Neo4J Spatial and Importing the British Isles Open Street Map Data

I know, I know. Overly ambitious and all that.

While we've been working on Presynt we've been having fun and games with Geo Data; both for Local Search and Reverse Geo lookups. We've also got a number of ambitious new Geo features planned for future versions that needs needs some form of Geo store.

So with that in mind I started playing with Neo4J Spatial and the Open Street Map data set.

It's been an interesting experience with some gotchas as Neo4J Spatial is still not fully ready for prime time, so I thought I would share my experience with those who are interested.

First off I thought I would try to import the full global data set from Open Street Map. Not necessarily a mistake, but a huge undertaking as we are talking about over 200GB of map data in raw OSM format, billions of data points and relationships.

The first gotcha is that if you wish to import the full OpenStreetMap data set I'd recommend starting with at least Neo4j version 1.3 Milestone 4 as that version was the first one to hugely expand the number of nodes supported from 4 billion to 128 billion.

Of course attempting this type of import I also started running into memory problems. I ended up running with -Xmx4096m and -XX:+UseConcMarkSweepGC. The concurrent mark and sweep garbage collector proved most resilient to the loads placed on it. The default parallel GC would fall over and cry quite regularly due to an issue with consuming too much CPU to too little effect.

In the end I discovered that the full global import would take too long to run and set my sights a little lower on just the British Isles data set which is all that Presynt needs right now.

In order to test my set up I decided to use the Buckinghamshire data set which is the smallest county data set in the UK and this highlighted another gotcha: Not all the dependencies required are actually included in the Neo4J POMs.

In the end I used the following dependencies:
  • org.neo4j:neo4j:1.3.M04
  • org.neo4j:neo4j-spatial:0.5-SNAPSHOT
  • org.geotools:gt-referencing:2.6.5
  • org.geotools:gt-main:2.6.5
  • org.geotools:gt-cql:2.6.5
  • org.geotools:gt-epsg-hsql:2.6.5
  • com.vividsolutions:jts:1.11
They may not all be necessary but they certainly work...

Once I had resolved these issues then I was able to start the full British Isles import.
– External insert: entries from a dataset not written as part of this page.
PR #17442, opened 2019-09-06
feat(gatsby-plugin-netlify-cms): new option customizeWebpackConfig

emanueleperuffo:
## Description

I needed a custom Webpack plugin to be able to use some of my components in the preview pane. I ended up modifying the Webpack configuration for the CMS. This pull request allows anyone to pass an optional function to the plugin to allow them to customize the configuration of Webpack.

In addition, I suggest that we include in `plugins:` the same `definePlugin` present the configuration of `getConfig()`.


sidharthachatterjee:
Cc @erquhart

wardpeet:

I was running it on a quad-core machine and found that the OSMImporter/BatchInserter combination (all default configuration mind) was using just one CPU. Looking at the OSMImporter codebase it became obvious that it was written to stream read the OSM xml data and synchronously write it out to Neo4J. I think that there may be some room to parallelise it as large amounts of the GPS node data is utterly independent and the XML data set is structured in such a way that it could be broken down into independent units of work. The only points where serialised behaviour are required are during the parsing of the XML, the construction of the Way and Relation data and possibly the writing to Neo4J.

The process seems to be largely CPU bound as I ran it on SATA II RAID 0 SSDs and their read and write capabilities were barely touched while the single CPU in use was pegged at 100% almost continuously.
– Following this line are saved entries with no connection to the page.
PR #17444, opened 2019-09-06
plugin(gatsby-plugin-emotion): Add note about supported SSR APIs

amitnovick:


packages/gatsby-plugin-emotion/README.md
```diff
@@ -9,6 +9,15 @@ rendering.
...
 guide](https://emotion.sh/docs/migrating-to-emotion-10#incremental-migration) for more information on how to upgrade.
 
+## What this plugin does
+
+This plugin lets you leverage Emotion's server-side rendering (SSR) on the following Emotion APIs:
+
+- `css` component prop from `@emotion/core` with the `jsx` babel transformation
+- `styled` function with `@emotion/styled`
+
+NOTE: Unlike the APIs mentioned above, the `css` function from `emotion` **will not leverage SSR using this plugin**
```
wardpeet: Can you put in an example? I'm not 100% sure what you mean with this line.

packages/gatsby-plugin-emotion/README.md
```diff
@@ -14,26 +14,47 @@ guide](https://emotion.sh/docs/migrating-to-emotion-10#incremental-migration) fo
...
+
+const Header = () => (
+  <h2
+    className={css`
+      color: hotpink;
+    `}
+  >
+    Welcome
+  </h2>
+) // ✖ SSR
```
amitnovick: @wardpeet :
> Can you put in an example? I'm not 100% sure what you mean with this line.

I added some example snippets
Is it easier to understand now?

wardpeet: Oh yeah definitely, Thank you for adding these.

marcysutton:
I don't see a GitHub issue related to this PR - can you expand on what behavior this is documenting? CSS is inherently a client-side technology, but Gatsby bundles styles at build time. Are you saying there is a build-time difference with Emotion `styled` vs `css`? Because that is not what I've found in my experience.

amitnovick:
> I don't see a GitHub issue related to this PR - can you expand on what behavior this is documenting? CSS is inherently a client-side technology, but Gatsby bundles styles at build time. Are you saying there is a build-time difference with Emotion `styled` vs `css`? Because that is not what I've found in my experience.

Hi, I am using the following packages in my Gatsby project:
- `gatsby@2.3.32`
- `gatsby-plugin-emotion@4.1.5
- `emotion@10.0.17`

and added the Gatsby plugin to my `gatsby-config.js` as per instructions:
```js
module.exports = {
  // ...
  plugins: [
    // ...
    {
      resolve: `gatsby-plugin-emotion`,
      options: {
        // Accepts all options defined by `babel-plugin-emotion` plugin.
      },
    },
  ],
}
```

And the behaviour is the following:
1.  
```jsx
import { css } from "@emotion/core"
const Header = () => (
  <h2
    css={css`
      color: hotpink;
    `}
  >
    Welcome
  </h2>
) // ✅ SSR
```

2.
 ```jsx
import styled from "@emotion/styled"
const Header = styled.h2`
  color: hotpink;
` // ✅ SSR
```

3.
 ```jsx
import { css } from "emotion"
const Header = () => (
  <h2
    className={css`
      color: hotpink;
    `}
  >
    Welcome
  </h2>
) // ✖ SSR
```

muescha:
`✖ SSR` this cross should be more clear and add some words that this is not working. on my browser the `✖` looks like a star and not like the big red cross

muescha:
is there a battle for the error between:
- `import { css } from "emotion"` vs `import { css } from "@emotion/core"`

or between:
- `className={css` vs `css={css` 


or both only in combination?

amitnovick:
@muescha
Thanks for providing appropriate suggestions :heart: . I went ahead and implemented them in [this last commit](https://github.com/gatsbyjs/gatsby/pull/17444/commits/d3ec3e2ecaeec45264574e43d167e700a4ff1617).

> is there a battle for the error between:
> 
>     * `import { css } from "emotion"` vs `import { css } from "@emotion/core"`
> 
> 
> or between:
> 
>     * `className={css` vs `css={css`
> 
> 
> or both only in combination?
> 

Not sure what you mean by "battle for the error".
My usage of `css` from `emotion` is strictly by passing the string value it generates to the `className` prop of a React component.

muescha:
since you changed 2 different things in the example (compared to the `css` above i am confused which change would cause the error...

amitnovick:
> since you changed 2 different things in the example (compared to the `css` above i am confused which change would cause the error...

Sorry but I can't understand what you mean here. The two example snippets I posted in this thread of the `css` function from `emotion` not working are the same: [1](https://github.com/gatsbyjs/gatsby/pull/17444#issuecomment-530064565) [2](https://github.com/gatsbyjs/gatsby/pull/17444#issuecomment-530135797)

muescha:
you changed between your example `1.`:

```javascript
import { css } from "@emotion/core"
                     ~~~~~~~~~~~~~

const Header = () => (
  <h2
    css={css`
    ~~~
      color: hotpink;
    `}
  >
    Welcome
  </h2>
)
```

and your example `3.`:

```javascript
import { css } from "emotion"
                     ~~~~~~~

const Header = () => (
 <h2
   className={css`
   ~~~~~~~~~
     color: hotpink;
   `}
 >
   Welcome
 </h2>
) 
```

exactly this 2 things:

a) first change the import:  `@emotion/core` to `emotion`
b) second change tag name:  `css=` to `className=`


the question is: when the server side rendering fails?

1) only with the `a)` change -> because of import of a different module?
2) only with the `b)` change -> because of the different tag name
3) only with the `a)` AND `b)` change -> because of different module AND different tag name


if it is the `2)` change then we should change the example to number `4.`:

```javascript
import { css } from "@emotion/code"

const Header = () => (
 <h2
   className={css`
     color: hotpink;
   `}
 >
   Welcome
 </h2>
) 
```

marcysutton:
Thanks for the comment, however I think this would be better solved in the plugin itself. The README mentions it should be used with `@emotion/core`, yet that last example is using `emotion`. Is there a reason why you'd want to deviate from the recommended install?

DSchau:
Hey @amitnovick!

Thanks for opening this PR.

I see what you're doing here, and I very much appreciate it!

If I'm understanding correctly, you've personally encountered an issue where you were using the `emotion` package rather than the recommended `@emotion/core` package. The former of these will not be server-side rendered using the latest version(s) of gatsby-plugin-emotion, which does make some sense because we don't document installing/using the bare `emotion` package.

That being said -- I think one of the most helpful things contributors/users can do is improve documentation when they've personally experienced a frustrating/confusing error or issue. However, in this case, I don't think this really improves comprehension. Our installation steps specifically list using the `@emotion/core` and `@emotion/styled` packages, rather than the `emotion` package as you've noted here.

As a user reading this documentation, I would personally wonder why `emotion` is even referenced, and may even grow more confused, which is sort of the opposite of what we'd hope would occur!

From this basis, I'd prefer we close this at this time and not merge this change, just to ensure that other users don't grow more confused with this change. If you can think of a slightly more user-friendly way to introduce a change that accomplishes a similar effect, we'd love to hear it!

Thanks again, and thanks for contributing to Gatsby 💜

muescha:
@DSchau i found the addition to the docs very useful. 
Also the "so not do this" part is very helpful to avoid pitfalls. 
Only I missed a better explanation what are the in the form:

You have done "this" - but the right syntax is "this" because of "that"

Maybe @marcysutton has a better idea how to write it in a good way that helps to avoid pitfalls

The import of the British Isles dataset seems to take about 48 hours.

I used the vanilla OSMImporter and BatchInserter configurations as I am still a Neo4J Neophyte (bad pun intended ;-)) I will be reading up on alternative configurations to see if I can improve the performance. I will also look at the import of changesets so that I shouldn't need to do a full inport again.